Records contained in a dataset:
Issue #2534, opened 2019-03-12
Review exception handling in XamlBuilder.cpp


paulcam206:
We currently have a mix of error handling strategies in XamlBuilder.cpp. We need to make sure we have consistent handling. This probably means wrapping exception-throwing methods.

PR #2684, opened 2019-04-14
[Shared][UWP] Requires support

paulcam206:
Implement `requires` support for UWP and shared model:

Shared Model:
* Introduce `FeatureRegistration` object that allows callers to add/remove features and versions, or retrieve/replace features at the collection level
* Reworks existing `BaseElement::MeetsRequirements()` method to use new collection
* Update tests

UWP:
* Introduce `IAdaptiveFeatureRegistration` and `AdaptiveFeatureRegistration` to project shared model object into UWP
* Consume feature registration at render time to trigger fallback when element requirements aren't met
* For visualizer and test app, add an `acTest` feature at version `1.0.0.0` to enable tests
* Add `Element.Requires.json` test, which leverages the `acTest` feature
* Fix found bug in fallback where falling back would skip adding a separator
* Various bits of plumbing to get everything building

Android:
* SWIG update for new interfaces


source/shared/cpp/AdaptiveCardsSharedModel/AdaptiveCardsSharedModelUnitTest/ObjectModelTest.cpp
```diff
@@ -1009,19 +1010,22 @@ namespace AdaptiveCardsSharedModelUnitTest
...
+            // hostProvides.clear();
+            // Assert::IsFalse(textBlock->MeetsRequirements(hostProvides));
+            // Assert::IsTrue(textBlockNoRequires->MeetsRequirements(hostProvides));
+            // hostProvides.insert({ "foobar", "1.9.9.9" });
+            // Assert::IsFalse(textBlock->MeetsRequirements(hostProvides));
+            // Assert::IsTrue(textBlockNoRequires->MeetsRequirements(hostProvides));
+            // hostProvides.clear();
+            // hostProvides.insert({ "foobar", "99" });
+            // Assert::IsTrue(textBlock->MeetsRequirements(hostProvides));
+            // Assert::IsTrue(textBlockNoRequires->MeetsRequirements(hostProvides));
```
RebeccaAnne: We should uncomment this or delete it

source/shared/cpp/ObjectModel/BaseElement.cpp
```diff
@@ -53,44 +54,44 @@ namespace AdaptiveSharedNamespace
...
-                }
             }
         }
+
         return true;
     }
 
+    std::shared_ptr<std::unordered_map<std::string, AdaptiveSharedNamespace::SemanticVersion>> BaseElement::GetRequirements() const
+    {
+        return std::make_shared<std::unordered_map<std::string, AdaptiveSharedNamespace::SemanticVersion>>(m_requires);
```
RebeccaAnne: >make_shared [](start = 20, length = 11)

Should the member itself just be a shared pointer rather than creating it here?

source/shared/cpp/ObjectModel/BaseElement.cpp
```diff
@@ -53,44 +54,44 @@ namespace AdaptiveSharedNamespace
...
+    }
+
+    void BaseElement::SetRequirements(const std::unordered_map<std::string, AdaptiveSharedNamespace::SemanticVersion>& requirements)
```
RebeccaAnne: >SetRequirements [](start = 22, length = 15)

Our other collection types just have a Get, and then the callers add things to it (like GetBody() or GetActions()). I realize those are vectors and this is a map, but i'm wondering if we should use the same approach here

samples/Tests/Element.Requires.json
```diff
@@ -0,0 +1,81 @@
...
+							"text": "✗: This textblock requires adaptiveCards 5.0",
+							"color": "attention",
+							"wrap": true,
+							"requires": {
+								"adaptiveCards": "5"
+							},
+							"fallback": {
+								"type": "TextBlock",
+								"color": "good",
+								"text": "✓:We don't support adaptiveCards 5.0",
```
RebeccaAnne: >adaptiveCards [](start = 36, length = 13)

Maybe add a case to this file for a custom require that is not met?

source/uwp/Renderer/lib/AdaptiveCardElement.cpp
```diff
@@ -130,6 +134,40 @@ namespace AdaptiveNamespace
...
+                const SemanticVersion providesVersion{HStringToUTF8(featureVersion.Get())};
+                if (providesVersion < requirementVersion)
+                {
+                    // host's provided version is too low
+                    *value = false;
+                    return S_OK;
+                }
+            }
+        }
+        return S_OK;
```
RebeccaAnne: Hmm... we have this logic in two places since it's already in the shared model. What do you think about calling GetSharedModel() and then using its version of the logic?

source/uwp/Renderer/lib/XamlBuilder.cpp
```diff
@@ -886,47 +888,73 @@ namespace AdaptiveNamespace
...
-            HString elementType;
-            RETURN_IF_FAILED(element->get_ElementTypeString(elementType.GetAddressOf()));
-            ComPtr<IAdaptiveElementRendererRegistration> elementRenderers;
-            RETURN_IF_FAILED(renderContext->get_ElementRenderers(&elementRenderers));
-            ComPtr<IAdaptiveElementRenderer> elementRenderer;
-            RETURN_IF_FAILED(elementRenderers->Get(elementType.Get(), &elementRenderer));
+
+            // Get fallback state
             ABI::AdaptiveNamespace::FallbackType elementFallback;
             element->get_FallbackType(&elementFallback);
```
RebeccaAnne: >get_FallbackType [](start = 21, length = 16)

RETURN_IF_FAILED (on put_AncestorHasFallback too)

source/uwp/Renderer/lib/XamlBuilder.cpp
```diff
@@ -886,47 +888,73 @@ namespace AdaptiveNamespace
...
-                    UINT separatorThickness;
-                    ABI::Windows::UI::Color separatorColor;
-                    GetSeparationConfigForElement(element, hostConfig.Get(), &spacing, &separatorThickness, &separatorColor, &needsSeparator);
-                    if (needsSeparator)
-                    {
-                        auto separator = CreateSeparator(renderContext, spacing, separatorThickness, separatorColor);
-                        XamlHelpers::AppendXamlElementToPanel(separator.Get(), parentPanel);
-                    }
-                }
+                AddSeparatorIfNeeded(iElement, element, hostConfig, renderContext, parentPanel);
```
RebeccaAnne: >AddSeparatorIfNeeded [](start = 16, length = 20)

This throws.... we already have a bug for fixing up HRESULTs vs throwing, right?

source/shared/cpp/AdaptiveCardsSharedModel/AdaptiveCardsSharedModelUnitTest/ObjectModelTest.cpp
paulcam206: derp. weekend development is apparently less rigorous :)

---
In reply to: [275445293](https://github.com/Microsoft/AdaptiveCards/pull/2684#discussion_r275445293) [](ancestors = 275445293)

source/shared/cpp/ObjectModel/BaseElement.cpp
paulcam206: suppose that makes sense :)

---
In reply to: [275446588](https://github.com/Microsoft/AdaptiveCards/pull/2684#discussion_r275446588) [](ancestors = 275446588)

source/uwp/Renderer/lib/XamlBuilder.cpp
paulcam206: sure do -- #2534 :)

---
In reply to: [275451172](https://github.com/Microsoft/AdaptiveCards/pull/2684#discussion_r275451172) [](ancestors = 275451172)

samples/Tests/Element.Requires.json
paulcam206: still need to update expected results

---
In reply to: [275448217](https://github.com/Microsoft/AdaptiveCards/pull/2684#discussion_r275448217) [](ancestors = 275448217)

source/uwp/Renderer/lib/AdaptiveCardElement.cpp
paulcam206: it's perhaps a bit unwieldy, if only because of how UWP is structured. that said, it's probably not any more unwieldy than duplicating logic :)



---
In reply to: [275449169](https://github.com/Microsoft/AdaptiveCards/pull/2684#discussion_r275449169) [](ancestors = 275449169)

paulcam206:
SharedModel failure is due to the agent.

/AzurePipelines run

almedina-ms:
> 

unordered_map doesn't exist in SWIG 3 so getting the Requirements in java is not possible, maybe we could add that class later

---
Refers to: source/android/adaptivecards/src/AdaptiveCardObjectModel.i:2 in 0e244fc. [](commit_id = 0e244fc5f4e2d698e759d3c061164cf29cfbefc1, deletion_comment = False)

source/shared/cpp/ObjectModel/BaseElement.h
```diff
@@ -84,23 +86,18 @@ namespace AdaptiveSharedNamespace
...
-        bool MeetsRequirements(const std::unordered_map<std::string, std::string>& hostProvides) const;
+        bool MeetsRequirements(const AdaptiveSharedNamespace::FeatureRegistration& hostProvides) const;
+        std::shared_ptr<std::unordered_map<std::string, AdaptiveSharedNamespace::SemanticVersion>> GetRequirements() const;
 
         // Misc.
         virtual void GetResourceInformation(std::vector<RemoteResourceInformation>& resourceUris);
 
     protected:
         virtual void PopulateKnownPropertiesSet();
         void SetTypeString(const std::string& type) { m_typeString = type; }
```
almedina-ms: >std::shared_ptr<std::unordered_map<std::string, AdaptiveSharedNamespace::SemanticVersion>> m_requires; [](start = 8, length = 102)

why is this a pointer to an unordered_map instead of the unordered_map by itself?

paulcam206: it was originally an `unordered_map`, but was turned into a `shared_ptr<unordered_map>` on @RebeccaAnne 's suggestion

---
In reply to: [276843946](https://github.com/Microsoft/AdaptiveCards/pull/2684#discussion_r276843946) [](ancestors = 276843946)

paulcam206:
> 

looks like it's in SWIG 4, but probably not in the pre-release version I built (see [https://github.com/swig/swig/commit/f58a6dade3b0c13626af271d3d054dc6076d8e0d](https://github.com/swig/swig/commit/f58a6dade3b0c13626af271d3d054dc6076d8e0d)). it looks like they tagged 4.0 beta recently... I'll see if I can find an official prerelease windows build...

---
In reply to: [484695699](https://github.com/Microsoft/AdaptiveCards/pull/2684#issuecomment-484695699) [](ancestors = 484695699)

---
Refers to: source/android/adaptivecards/src/AdaptiveCardObjectModel.i:2 in 0e244fc. [](commit_id = 0e244fc5f4e2d698e759d3c061164cf29cfbefc1, deletion_comment = False)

Exercise: Provide only the count of lines above in which the word "spacing" occurs.

Written solution: 2